[[ Data extracts, beginning ]]

PR #1151, opened 2026-02-27
Allow reload on weapons with altered ammo type

BoloVEVO:
## Purpose
ReGameDLL already gives support via ReAPI to implement custom ammo types, making possible to change the ammo type of any weapon,  the current checks of weapon reload is that the player needs to have the original ammo type of the weapon in order to reload, which lead into issues if the user wishes to alter the current ammo type.

## Approach
It now checks with the current item's ammo type instead of a hardcoded ammo type.

If there's a particular reason why to check the reload function with a hardcoded ammo type instead of grabbing the current item's ammo type, please explain.


BoloVEVO:
I will reopen this pr again I forgot I did the pr with the master branch instead of a separate branch.

PR #1157, opened 2026-04-16
Allow reload on weapons with altered ammo type

BoloVEVO:
## Purpose
ReGameDLL already gives support via ReAPI to implement custom ammo types, making possible to change the ammo type of any weapon, the current checks of weapon reload is that the player needs to have the original ammo type of the weapon in order to reload, which lead into issues if the user wishes to alter the current ammo type.

## Approach
It now checks with the current item's ammo type instead of a hardcoded ammo type.

If there's a particular reason why to check the reload function with a hardcoded ammo type instead of grabbing the current item's ammo type, please explain.

### DIFF
--- a/regamedll/dlls/wpn_shared/wpn_ak47.cpp
+++ b/regamedll/dlls/wpn_shared/wpn_ak47.cpp
@@ -175,7 +175,7 @@ void CAK47::Reload()
 {
 #ifdef REGAMEDLL_FIXES
 	// to prevent reload if not enough ammo
-	if (m_pPlayer->ammo_762nato <= 0)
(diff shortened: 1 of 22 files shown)


dystopm:
First, there is no need to replace one member check with another. Those checks can simply be skipped, since the ammo-related validation is redundant and already performed inside DefaultReload.

More importantly, please avoid modifying the original disassembled code directly. The purpose of this repository structure is to preserve the original code as-is, and place fixes or behavioral changes under the REGAMEDLL_FIXES macro.

BoloVEVO:
Done, no issues so far.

[[ Data extracts, end ]]

The task:
Search the entries above for lines containing the word "this", and copy each one.

Written reply:
I will reopen this pr again I forgot I did the pr with the master branch instead of a separate branch.
More importantly, please avoid modifying the original disassembled code directly. The purpose of this repository structure is to preserve the original code as-is, and place fixes or behavioral changes under the REGAMEDLL_FIXES macro.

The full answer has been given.